I can’t say “happy birthday”

By Bill Fletcher, Jr.

            I utilize my blog, Facebook and Twitter differently from many people.  I normally do not put much that is very personal on any of it.  I post some pieces that I have written about world events, and repost other pieces that I come across that I think might be of interest to various readers.  I even felt a bit strange posting information about my new novel—The Man Who Fell From the Sky—but decided that I had to use social media in order to get the word out.

            Occasionally I write something personal.  Maybe about Father’s Day or Mother’s Day, but there is no consistency on whether and when I will do so.  You don’t go to FB, for instance, to see pictures of my love ones.  Perhaps that reflects caution?  Perhaps that reflects being too private?  I am not sure.

            Yet on March 18th I generally feel the need to be public about something that is, paradoxically, very private and very public:  the death of my first born 33 years ago.

            Let me tell you a story.  Virtually every year since I lost her I have commemorated her memory on March 18th.  I don’t mean that I only think of her on March 18th, but on March 18th, the day that she was born, very much alive, I take time for reflection.  Sometimes I write; sometimes I cry; sometimes I simply reflect. 

            Last year, however, I found myself overwhelmed with work and political projects and March 18th came and I never stopped to reflect.  In fact, and I hate to admit this, I forgot the significance of the day.  I mean that the day was just another day according to my calendar.  Nevertheless, during the day I found myself feeling, physically, very uncomfortable.  My stomach was bothering me and I just felt ill.  I did not know what was wrong with me.  Suddenly, and I mean VERY suddenly, it hit me that it was March 18th.  I realized that I had almost let the day go by without saying, once again, good-bye to my first born.  I stopped what I was doing and apologized.  I was so embarrassed and angry with myself.

            And then, just as suddenly, the pain vanished.  I do not mean that it went away slowly; I mean that it stopped altogether.  I think that the spirit of my first born just wanted to get my attention.

            My first born lived three days but was premature and could not survive.    Three years later I was blessed to have my second born.  But one does not replace the other.  The joy of having my second born, who has been a remarkable daughter, never replaces the agony of having lost the first born.  This is something that many people who have not experienced this sort of tragedy fail to understand.  I do not blame them; it is just a different experience.

            And so, today, on March 18th, after having acknowledged St.

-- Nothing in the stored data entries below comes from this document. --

Issue #1136, opened 2017-08-08
Improvements to Object Oriented nature of RMG


goldmanm:
There are some cases where RMG does not intuitively implement object oriented design. This issue is meant to be a place where multiple people can list attributes or methods that should be added, moved or deleted to make RMG more intuitive.

Possibly we could have a hackathon on a topic like this. Post some improvements below. We can also discuss why things are how they are in this issue too.

goldmanm:
- create a multiply attribute to KineticsData (and possibly add, divide, subtract, etc) and replace instances where multiplication occurs with the simple `x * y` syntax.
- create attributes to add, subtract, multiply and divide ScalarQuantity objects.
- merge the two Species classes into one class
- move `convertToSpeciesObjects` method from rmgpy.rmg.react to rmgpy.reaction (this is my fault)
- breakup untestable methods (like `enlarge` in rmgpy.rmg.model)
- remove degeneracy attribute from Reaction and place in TemplateReaction (as long as degeneracy for Libraries is not used)

mjohnson541:
I think execute in main and simulate in base need to be simplified using subfunctions, but I'd prefer to build these off the AcceleratorTools branches, since I've changed them so much.

goldmanm:
I also think we might want to better modularize some parts of RMG. For example, if we want to have multiple ways to calculate which species should be added to the core, we might want to have separate classes that implement the different methods, and have an instance of one of the classes as an attribute in CoreEdgeReactionModule. If we have more than just core and edge, maybe a different class than core edge reaction module to represent the differnt methods of storing reactions. If some of this requires different information returned by solvers (or other classes), we might want to have separate inherited classes for those.

Another integration that is pretty finicky might be separating the pdep specifics from core edge reaction module, though I am less sure how this would be done. Also, the structure of estimation from families using rate rules, training reations and group additivity is not structured ideally since there is no inheritance of various estimation methods and rate rule specifics are hardcoded into family.py, database building etc. 

Ideally, I think RMG should be designed to not require changes to the core functionality, but have various inherited classes that allow for flexibility and robustness. We do this already really well with KineticsData, ThermoData, but other specific options are not implemented with independent and separate modules.

goldmanm:
The Database objects could have structural improvements: 

* KineticsDatabase does not inherit from Database but has many similar methods
[...]

PR #1295, opened 2018-02-17
Speed up loading Chemkin files

cgrambow:
Running `loadChemkinFile` is very slow for large models (of which I have many). After some profiling, I identified the duplicate reaction processing section as the main culprit. I separated that part of the code as a new method and cythonized it with static types and cimports from other Cython modules. For a model with 18,000 reactions, the timings of the method are:
- Previous: ~35 s
- Cythonized: ~12 s

A large model I am working with has 143,000 reactions and takes ~17 min. This is significantly faster than the time I had to wait before (probably around 1 hour), but it's still a long time to wait just to load a model. The main issue is that the duplicate reaction processing method is O(n<sup>2</sup>) in the number of reactions and waiting around for 10 billion loop iterations takes a while... Does anyone have ideas how to modify this PR to achieve further speed-up, perhaps by modifying the algorithm itself?


mjohnson541:
I think you might be able to get away with skipping duplicate checking in most cases especially if it's RMG generated.  Adding a checkDuplicates flag might solve your problem.  I know from working on automatic seed mechanism generation its the primary bottleneck in reading and writing reaction information.

mjohnson541:
These comparison operations (is spc in spcList, is rxn in rxnList) can actually be done in log(N) rather than N.  If each item in the list can be mapped to ordered identifiers and the list is reordered this way a binary search algorithm can be used for which membership can be determined in log(N) rather than O(N) time.

goldmanm:
based on Matt's point. I was working on hash functions for species and reaction objects so we can use dictionary of species and reactions instead of lists reducing the efficiency to O(1).  

I should look back into what I was able to accomplish. Some of the questions deal with what attributes should go into a hash function.

goldmanm:
Also, @mjohnson541, is there a method for loading seed mechanisms that might be faster than loadChemkinFile?

Maybe having a better format for reading/writing RMG species and reactions could improve speed significantly, as discussed in #1136.

cgrambow:
Although the main cost here doesn't come from checking membership in a list, it's because you have to compare all the other reactions to see if any of them match and then you have to do that for each reaction.

I guess I'll add a flag to turn off duplicate checking then.

mjohnson541:
The principle is the same, you have some object and a list of objects and you're attempting to check if some attribute of that object is the same as that of any of the objects in the list of objects.  In one case that attribute is something that defines the whole object in this case its just the reactants and products.

cgrambow:
True, that makes sense. Based on your previous comment, are you saying that RMG-generated mechanisms should not contain duplicate reactions? Because I have several RMG mechanisms containing duplicates. Wouldn't I have to process those?

mjohnson541:
Processing the duplicates means finding all the ones that are the same and clustering them into one multi-arrhenius rate.  In theory the duplicates should already be labeled in the chemkin file if they come from an RMG generated mechanism so you don't need to do duplicate checking to identify if a given reaction has duplicates.

cgrambow:
I added a flag for checking duplicates, which I also added to the simulate and flux diagram scripts. If desired, I can modify the checking duplicates function at a later date to try to incorporate some of the algorithmic changes we have been discussing here. Otherwise, just adding the flag and having the speed-up from Cython suits my purposes fairly well right now.

rmgpy/tools/loader.py
```diff
@@ -39,19 +39,23 @@
...
 from rmgpy.solver.base import TerminationConversion
 
-def loadRMGJob(inputFile, chemkinFile=None, speciesDict=None, generateImages=True, useJava=False, useChemkinNames=False):
+def loadRMGJob(inputFile, chemkinFile=None, speciesDict=None, generateImages=True, useJava=False,
+               useChemkinNames=False, checkDuplicates=True):
 
     if useJava:
         # The argument is an RMG-Java input file
-        rmg = loadRMGJavaJob(inputFile, chemkinFile, speciesDict, generateImages, useChemkinNames=useChemkinNames)
+        rmg = loadRMGJavaJob(inputFile, chemkinFile, speciesDict, generateImages,
```
amarkpayne: Before I begin the rest of my review, Codacy is flagging this line. One thing I noticed is that `generateImages` is being passed here, but this variable is not defined in the function definition in line 129. I think this argument needs to be removed, unless I am missing something here.

cgrambow: You're absolutely right, not sure how that got through previous reviews. Instead of removing the argument, I just fixed the function. I also went ahead and rebased on master.

rmgpy/tools/fluxdiagram.py
```diff
@@ -442,7 +442,7 @@ def loadChemkinOutput(outputFile, reactionModel):
 ################################################################################
 
 def createFluxDiagram(inputFile, chemkinFile, speciesDict, savePath=None, speciesPath=None, java=False, settings=None,
-                      chemkinOutput='', centralSpecies=None, diffusionLimited=True):
+                      chemkinOutput='', centralSpecies=None, diffusionLimited=True, checkDuplicates=True):
```
amarkpayne: Does this tool only work for RMG-Py mechanisms given that it needs an RMG  input file? If so I think the default option here should be `checkDuplicates=False` (as well as for scripts/generateFluxDiagram.py).

@mliu49 will this break the website in any way?

If this works for models other than just RMG ones then we should update the documentation for Generating Flux Diagrams to instruct RMG users to set this flag for speed

rmgpy/tools/loader.py
```diff
@@ -39,19 +39,23 @@
 from rmgpy.solver.liquid import LiquidReactor
 from rmgpy.solver.base import TerminationConversion
 
-def loadRMGJob(inputFile, chemkinFile=None, speciesDict=None, generateImages=True, useJava=False, useChemkinNames=False):
+def loadRMGJob(inputFile, chemkinFile=None, speciesDict=None, generateImages=True, useJava=False,
```
amarkpayne: Same comment here, should the default option be False? There are others here in this commit as well.

My opinion is that if the function can only be used on RMG generated mechanisms, then by default we should not check for duplicates. If there is even the slightest chance though that a non-RMG mechanism could be used, then I think we should check for duplicates (to avoid risk of error) and update the documentation in this case to tell RMG mechanism users to set this flag to not check for duplicates.

amarkpayne: You can also update line 58 of rmgpy/solver/baseTest.py so that it doesn't check duplicates. I think you can do the same for line 81 of rmgpy/reduction/input.py but I don't know if non-RMG mechanisms can be used.

amarkpayne:
Sorry, I forgot to look at codecov. Can you add a commit with a unit test for `_processDuplicateReactions` ? I don't think this will change codecov because we don't currently look at coverage for cython code, but at least we can then explain that we haven't added anyhting that isn't unit tested.

scripts/generateFluxDiagram.py
```diff
@@ -71,18 +73,19 @@ def parse_arguments():
     chemkinOutput = os.path.abspath(args.chemkinOutput) if args.chemkinOutput is not None else ''
     useJava = args.java
     dflag = args.dlim
+    checkDuplicates = args.checkDuplicates
```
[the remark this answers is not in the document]
cgrambow: I set `action` to `store_false` when the `--no-dupcheck` flag is used, so I think it should be correct the way it is right now.

rmgpy/tools/fluxdiagram.py
cgrambow: In theory, one could use a non-RMG Chemkin file and create the corresponding species dictionary and input file and pass it to the function, but it is unlikely that anyone would do that.

rmgpy/tools/loader.py
cgrambow: See above comment

cgrambow:
Does is make sense to add a separate unit test? Any unit test that makes use of `loadChemkinFile` would also be testing `_process_duplicate_reactions`, at least with the current default argument of `True` for `checkDuplicates` and the unit tests in `chemkinTest` do that.

scripts/generateFluxDiagram.py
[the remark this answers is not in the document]
amarkpayne: You are right, sorry about that. Part of my confusion was that `store_false` has `True` as its default setting

amarkpayne:
You are right of course that we do test `loadChemkinFile` in chemkinTest.py, which does call `_process_duplicate_reactions`. In this way, we know that this function isn't completely broken. I am looking through this test though to see if any of the tests make sure that duplicate reactions are handled properly (i.e. check that `_process_duplicate_reactions` actually removes duplicates when it should). As long as there is something there that does this I am fine, though I could see how this might be overkill. Let me know what you think

rmgpy/tools/fluxdiagram.py
amarkpayne: Gotcha. In this case it might be best to leave the defaults like you have them. The best thing to do would be to update the documentation to make RMG users aware of this flag, but we don't currently do that for the other options, and it would show up if the user looked through the options or executed the help flag. Therefore, I leave this decision to you.

cgrambow:
I addressed all your comments. I noticed that `generateChemkinHTML` already has a `foreign` flag for non-RMG-generated mechanisms, so I decided to use that syntax instead while keeping the default set to True for `checkDuplicates`, except in the `simulate` and `generateFluxDiagram` scripts, which do not check duplicates by default. I also updated the documentation for those two scripts.

I have not yet implemented a unit test for duplicate checking, but I can probably do so at a later time.

cgrambow:
I added a unit test for `_process_duplicate_reactions`. Should be good to go.

documentation/source/users/rmg/modules/generateFluxDiagram.rst
```diff
@@ -7,12 +7,32 @@ Generating Flux Diagrams
...
+To use this method, you just need a Chemkin input file and an RMG species dictionary.
+The syntax is as follows::
 
-	python generateFluxDiagram.py input.py
-	
-where ``input.py`` is the input file for the completed RMG run.  The program will use the automatically
-generated file structure to find the other necessary files to create the movie.
+    python generateFluxDiagram.py [-h] [--java] [--no-dlim] [-s SPECIES] [-f]
+                                  [-n N] [-e N] [-c TOL] [-r TOL] [-t S]
+                                  INPUT CHEMKIN DICTIONARY [CHEMKIN_OUTPUT]
```
amarkpayne: Should the positional arguments be listed before the optional ones?

rmgpy/chemkinTest.py
```diff
@@ -310,6 +312,73 @@ def testReadSpecificCollider(self):
 
         self.assertEqual(reaction.specificCollider.label, 'N2(5)')
 
+    def test_process_duplicate_reactions(self):
```
amarkpayne: This is excellent and very thorough!

documentation/source/users/rmg/modules/generateFluxDiagram.rst
cgrambow: The way I have it right now, is the same way it would be displayed when showing usage information from the command line, so I think I'll keep it this way.

Issue #741, opened 2016-08-08
Reaction appears in both Arrhenius and Chebyshev form in the same mechanism


zjburas:
I noticed recently that when I run an RMG job with P-dep (input and output files attached), the two reactions shown below appear twice in both an Arrhenius and P-dep Chebyshev form. Both reactions are estimated by RMG (i.e., neither are from a library/seed mechanisms) and they are not labeled as duplicates. I can still run the mechanism in Chemkin and visualize it on the website, but sometimes if I try to merge this mechanism with another one I get an error due to the different rate expression forms. If I simply delete on of the forms, then the merge can happen. 

Is there a reason that the same reaction should appear in both Arrhenius and Chebyshev form in the same mechanism? If so, the merge tool seems unaware that this is acceptable.

**Reaction 1:**
! Template reaction: H_Abstraction
! Flux pairs: O(11), OH(12); CH2O2(239), CHO2(57); 
! Exact match found for rate rule (O/H/OneDeC;O_atom_triplet)
O(11)+CH2O2(239)=CHO2(57)+OH(12)                    1.700e+08 1.500     9.559    

! PDep reaction: PDepNetwork # 754
! Flux pairs: CH2O2(239), CHO2(57); O(11), OH(12); 
O(11)+CH2O2(239)(+M)=CHO2(57)+OH(12)(+M)            1.000e+00 0.000     0.000  
    TCHEB/ 300.000   3200.000 /
    PCHEB/ 0.010     98.692   /
    CHEB/ 6 4/
    CHEB/ 2.258e+00    -6.953e-04   -4.838e-04   -2.685e-04  /
    CHEB/ 9.159e+00    2.178e-04    1.516e-04    8.409e-05   /
    CHEB/ 2.900e-01    1.990e-04    1.385e-04    7.681e-05   /
    CHEB/ 6.626e-02    8.873e-05    6.174e-05    3.425e-05   /
    CHEB/ 2.171e-02    3.737e-05    2.600e-05    1.443e-05   /
    CHEB/ 8.895e-03    1.768e-05    1.231e-05    6.834e-06   /

**Reaction 2:**
! Template reaction: Disproportionation
! Flux pairs: O2(2), HO2(15); C3H7(40), C3H6(164); 
! Exact match found for rate rule (O2b;Cmethyl_Csrad)
! Multiplied by reaction path degeneracy 24
[...]

Issue #566, opened 2016-02-05
Unmarked Duplicate Reactions From 2 Pdep Networks


connie:
Pdep reaction in chebyshev not properly marked as duplicates when they are coming from different pdep networks..

```
# Data sources
database(
    thermoLibraries = ['primaryThermoLibrary'],
    reactionLibraries = [],
    seedMechanisms = [],
    kineticsDepositories = ['training'], 
    kineticsFamilies = 'default',
    kineticsEstimator = 'rate rules',
)

# Constraints on generated species
generatedSpeciesConstraints(
    maximumCarbonAtoms = 7,
    maximumRadicalElectrons = 1,
)

# List of species
species(
    label='n-heptane',
    structure=SMILES("CCCCCCC"),
)

species(
    label='Ar',
    reactive=False,
    structure=SMILES("[Ar]"),
)

simpleReactor(
    temperature=(1000,'K'),
    pressure=(400,'Pa'),
    initialMoleFractions={
        "n-heptane": 0.02,
        "Ar": 0.98,
    },
    terminationConversion={
        'n-heptane': 0.99,
    },
    terminationTime=(1e6,'s'),
)

simpleReactor(
    temperature=(1500,'K'),
    pressure=(400,'Pa'),
    initialMoleFractions={
        "n-heptane": 0.02,
        "Ar": 0.98,
    },
    terminationConversion={
        'n-heptane': 0.99,
    },
    terminationTime=(1e6,'s'),
)

simpleReactor(
    temperature=(2000,'K'),
    pressure=(400,'Pa'),
    initialMoleFractions={
        "n-heptane": 0.02,
        "Ar": 0.98,
    },
    terminationConversion={
        'n-heptane': 0.99,
    },
    terminationTime=(1e6,'s'),
)

simulator(
    atol=1e-16,
    rtol=1e-8,
)

model(
    toleranceMoveToCore=0.05,
    toleranceInterruptSimulation=0.05
)

pressureDependence(
    method='modified strong collision',
    maximumGrainSize=(0.5,'kcal/mol'),
    minimumNumberOfGrains=250,
    temperatures=(300,3000,'K',8),
    pressures=(0.001,100,'bar',5),
    interpolation=('Chebyshev', 6, 4),
)


```

rmgpy.chemkin.ChemkinError: Encountered unmarked duplicate reaction C4H5(156) + H(7) <=> CH3(10) + C3H3(100).

[...]

Issue #394, opened 2015-06-11
Incorrectly declared and undeclared duplicate reactions when pdep is on


connie:
Running into a lot of problems with undetected duplicates, or falsely labeled duplicates in the chemkin file..  Will try to post a short example later (so far the jobs I see them on are pretty long.)

PR #1296, opened 2018-02-19
Don't add a PDep reaction to the model if it exists as an unflagged LibraryReaction

alongd:
Addresses #741, #394 

This still does not address Josh's comment from #566, and in fact will not allow a second network reaction passing through a different isomer to be included in the model. Let's discuss how we'd like to handle that.

(tag @jimchu10, who expressed interest in this fix)

### DIFF
--- a/rmgpy/data/kinetics/library.py
+++ b/rmgpy/data/kinetics/library.py
@@ -73,6 +73,7 @@ class LibraryReaction(Reaction):
                  degeneracy=1,
                  pairs=None,
                  library=None,
+                 has_pdep_route=False,
                  entry=None
                  ):
         Reaction.__init__(self,
@@ -85,7 +86,8 @@ class LibraryReaction(Reaction):
                           transitionState=transitionState,
                           duplicate=duplicate,
                           degeneracy=degeneracy,
-                          pairs=pairs
+                          pairs=pairs,
+                          has_pdep_route=has_pdep_route
                           )
         self.library = library
         self.family = library
@@ -106,6 +108,7 @@ class LibraryReaction(Reaction):
                                   self.degeneracy,
                                   self.pairs,
                                   self.library,
+                                  self.has_pdep_route,
                                   self.entry
                                   ))
 
@@ -139,13 +142,13 @@ class KineticsLibrary(Database):
         and returns at list of all of these LibraryReaction and TemplateReaction objects
         """
         rxns = []
-        for entry in self.entries.values():                
+        for entry in self.entries.values():
             if entry._longDesc and 'Originally from reaction library: ' in entry._longDesc:
                 lib = [line for line in entry._longDesc.split('\n') if 'Originally from reaction library: ' in line]
                 lib = lib[0].replace('Originally from reaction library: ','')
                 lib = lib.replace('\n','')
-                rxn = LibraryReaction(reactants=entry.item.reactants[:], products=entry.item.products[:],\
-                 library=lib, specificCollider=entry.item.specificCollider, kinetics=entry.data, duplicate=entry.item.duplicate,\
+                rxn = LibraryReaction(reactants=entry.item.reactants[:], products=entry.item.products[:],
+                 library=lib, specificCollider=entry.item.specificCollider, kinetics=entry.data, duplicate=entry.item.duplicate,
                  reversible=entry.item.reversible
                  )
             elif entry._longDesc and 'rate rule' in entry._longDesc: #template reaction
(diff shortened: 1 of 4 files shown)


alongd:
I changed this fix so it only checks whether a PDep reaction already exists as a LibraryReaction. This does not conflict with cases where the same reaction is generated via a different networks (which should still be addressed, see #566).

One thing to consider is that sometimes the same reaction can have both PDep and non-PDep pathways. If a library reaction represents only the non-PDep pathway, then the network reaction should be kept. This is still not the case in the present PR.
(examples of this situation are HOSO2+O2<=>SO3+HO2, and SH+SH<=>H2S+S -- where both an H-abstraction channel and a PDep channel exist.)

The above could be solved by tagging such reactions in our database.

alongd:
@mliu49, this PR is now ready for review.
I didn't find an appropriate place for a unit test, let me know if you think of something.

mliu49:
Sorry, I meant #741.

alongd:
@jimchu10, Could you try running your model after cherry-picking the commits from this PR? We'd like to know how many instances of PDep reactions by RMG were _not_ added to your model due to this fix (can be traced by searching for `matched an existing core reaction` in the log file)
Thanks!

jimchu10:
Sure. I will cherry-pick this commit and run the RMG P-dep job. The job might take more than a day to converge, and I will update the results once I get the final mechanism.

jimchu10:
[out.txt](https://github.com/ReactionMechanismGenerator/RMG-Py/files/1844889/out.txt)

The log files is attached. The message "matched an existing core reaction" appear 8 time in the file. 

Although this job crashed due some other issues after 37 hours, I can still see the chemistry found is different from the output mechanism from the same RMG-Py and RMG-database without the commits in this issue. 

For example, benzyl didn't show up in previous fun, but it did appear in this run. The main reason should be that previous duplicate P-dep and library reactions made the rates over-estimated, and thus affect the later iterations of mechanism generation.

alongd:
Thanks for sharing your log file, @jimchu10, I'm glad to hear this fix improved the reactivity of your system (assuming that the appearance of benzyl was desired...)! I also experience an improvement in the predictions of my sulfur systems using this PR.

I went through the reactions in the attached log file to make sure they already include the PDep route:
- `HCO+O=CO2+H` taken from FFCM-1. Originally from [Baulch 2005](https://aip.scitation.org/doi/pdf/10.1063/1.1748524), it is based on experimental data so it considers all pathways at the relevant conditions.
- `CH3+HO2=CH3O+OH` taken from FFCM-1. Rate constant expression uses the 1000K result (95%) from flow reactor experiments and modelling of Scire et al.(2001) and the temperature dependence from the theoretical study by [Zhu & Lin(2001)](https://pubs.acs.org/doi/pdf/10.1021/jp010698i), which is a PDep calculation done at G2M.
- `CH2OH+O2=CH2O+HO2` from FFCM-1. Originally from [Baulch 2005](https://aip.scitation.org/doi/pdf/10.1063/1.1748524), based on experimental data.
- `C2H5+O=CH2O+CH3` from FFCM-1. Originally from [Baulch 2005](https://aip.scitation.org/doi/pdf/10.1063/1.1748524), based on experimental data.
- `C2H5+O2=C2H4+HO2` from FFCM-1. Originally from [Baulch 2005](https://aip.scitation.org/doi/pdf/10.1063/1.1748524), based on experimental data.
- `CH2OH+O2=CH2O+HO2` from FFCM-1. Originally from [Baulch 2005](https://aip.scitation.org/doi/pdf/10.1063/1.1748524), based on experimental data.
- `CH3CO+O2=CH2CO+HO2` from FFCM-1. Estimated equal to the CH2CHO+O2 rate constant, which is taken from [Baulch 2005](https://aip.scitation.org/doi/pdf/10.1063/1.1748524), based on experimental data.
- `HCO+OH=CO+H2O` from FFCM-1. Originally from [Baulch 2005](https://aip.scitation.org/doi/pdf/10.1063/1.1748524), based on experimental data.

In conclusion, although the entries are only taken from FFCM and are not representative to all RMG's libraries, all reactions that were kept from a library and were not supplemented with an RMG network reaction do take into account the PDep route, which justifies our approach in this PR. I can also confirm that this is the case in my sulfur system.

In my case RMG captured 7 instances where a network reaction was not added (out of ~600 rxns), and here there are 8 instances out of an unfinished model of ~4300 rxns.

@mliu49, I'm rebasing this, let me know if you think additional discussion is needed.

mliu49:
Just ran RMG-tests. Everything looked good except for eg1. The odd thing is that eg1 doesn't even have pdep on. Do you have any ideas for what could have caused the difference?

[eg1.log](https://github.com/ReactionMechanismGenerator/RMG-Py/files/1857464/eg1.log)

jimchu10:
Thank you Alon. I totally agree with you that this PR match the approach we would like to do for P-dep RMG job. I will try more jobs which would make RMG jobs actually converge, and then compare the detailed modeling results of the mechanisms with/without this PR.

PR #1298, opened 2018-02-21
Allow tri-rads in findAllDelocalizationPaths

alongd:
We currently find the ally resonance transformation `[C..]=C[CH2.] --> [C...]C=C`, but we don't find the transformation in the reverse direction, creating a hysteresis (and duplicate species).
(dots above were added to explicitly denote radicals in the SMILES)

As a result, the following are currently different species if they are generated in the following order:
image
image

No test was added now since this will also be implemented in a future lone pair resonance PR with appropriate testing for this case as well.


alongd:
Thanks @mliu49 .
This fix looks trivial, no more comments on my end.
Just rebased, ready to merge in.

PR #1968, opened 2020-05-28
BAC cross-validation

cgrambow:
### Motivation or Problem
Evaluate BAC fits with leave-one-out cross-validation.

### Description of Changes
Adds a new `CrossVal` class to perform cross-validation for BACs. Currently, only implements leave-one-out cross-validation, but can be simply extended to other types of cross-validation by adding other classes from `sklearn.model_selection`. Also adds new functionality for specifying/excluding indices of reference species when fitting BACs.

### Testing
Added unit tests for `CrossVal` class and ran some cross-validation jobs.

### DIFF
--- a/arkane/encorr/bac.py
+++ b/arkane/encorr/bac.py
@@ -140,6 +140,8 @@ class BACJob:
         with open(output_file2, 'w') as f:
             writer = csv.writer(f)
             writer.writerow([
+                'Index',
+                'Label',
                 'Smiles',
                 'InChI',
                 'Formula',
@@ -152,6 +154,8 @@ class BACJob:
             ])
             for d in self.bac.dataset:
                 writer.writerow([
+                    d.spc.index,
+                    d.spc.label,
                     d.spc.smiles,
                     d.spc.inchi,
                     d.spc.formula,
--- a/arkane/encorr/bac.py
+++ b/arkane/encorr/bac.py
@@ -584,6 +584,8 @@ class BAC:
     def fit(self,
             weighted: bool = False,
             db_names: Union[str, List[str]] = 'main',
+            idxs: Union[Sequence[int], Set[int], int] = None,
+            exclude_idxs: Union[Sequence[int], Set[int], int] = None,
             exclude_elements: Union[Sequence[str], Set[str], str] = None,
             charge: Union[Sequence[Union[str, int]], Set[Union[str, int]], str, int] = 'all',
             multiplicity: Union[Sequence[int], Set[int], int, str] = 'all',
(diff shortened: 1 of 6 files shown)


kspieks:
Reviving this PR. Thanks to Colin and Mark for previously working on it :) Things look good to me and some test jobs completed fine. 

As a minor change, I propose using the `KFold()` cross-validator as has the same capability of `LeaveOneOut()`; additionally, it lets us leave 2 out (by setting the number of folds to ~200) or leave 3 out (by using ~135 folds), which give similar error estimates as using leave-one-out but run a bit faster. The corresponding unit test for KFold was added.

The previous implementation used the BACs trained on the last fold but then evaluated on the entire reference dataset to give the cross-validation results. I updated it to give mean +- 1 std of the RMSE and MAE of testing set from each fold.

As another minor change, I added "Training" and "Testing" to print statements so it was more clear which statistic was being reported.

@amarkpayne Can you review this when you get a chance?

arkane/encorr/bac.py
```diff
@@ -107,14 +110,14 @@ def execute(self, output_directory: str = None, plot: bool = False, jobnum: int
         logging.info(f'Running BAC job {jobnum}')
         self.bac.fit(**self.kwargs)
 
-        if output_directory is not None:
+        if output_directory is not None and self.crossval_n_folds == 1:
             os.makedirs(output_directory, exist_ok=True)
```
amarkpayne, line 114: @kspieks can you explain this change really quick?

kspieks: Colin had added a [change](https://github.com/ReactionMechanismGenerator/RMG-Py/pull/1968/commits/9e3a19484c2458f7196d06a30336ff342aa4630d#diff-a4352d67c1b492a6db2aa46f53d796701efb51a956c2a119b3928f6b8088d730R117) to only write to the database if not doing cross-validation, since we only want to add values that have been trained on the entire dataset.

Extending this line of thinking, I thought it was potentially misleading to print `output.py` with BAC values as well as the summary csv for BACs that were only trained on the last fold from cross-validation i.e. they were not trained on the entire reference set. Do follow up if this doesn't make sense.

kspieks:
Upon closer inspection, I was incorrectly understanding how the original code behaves. The original implementation gives one aggregate RMSE value for all folds since it uses the following formula: 



I propose adding another RMSE metric to give the mean +- 1 std which is another common way to report the results from k-fold cross-validation:

I added this approach [here](https://github.com/ReactionMechanismGenerator/RMG-Py/pull/1968/commits/302a2caf66df0acc6137ec87a812ee6472b33077#diff-a4352d67c1b492a6db2aa46f53d796701efb51a956c2a119b3928f6b8088d730R1045-R1052). However, @amarkpayne I believe we discussed reporting both RMSE metrics. Are you still working on this branch? Can we finalize changes next week so this branch can be merged?

amarkpayne (dismissed):
The additional changes look good to me, go ahead and squash

amarkpayne (approved):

Patrick’s Day yesterday, I now share this note with those who choose to read it.  A note of love and a note of sorrow.  A note of remembrance and a note which triggers thoughts of what might have been.  A note to those who have experienced this sort of tragedy and a note to those who have not, yet want to be there for those who have.

            And a note to my several month old granddaughter who is sitting only a few feet away from me while I write.

            My first born will always be a special love of my life.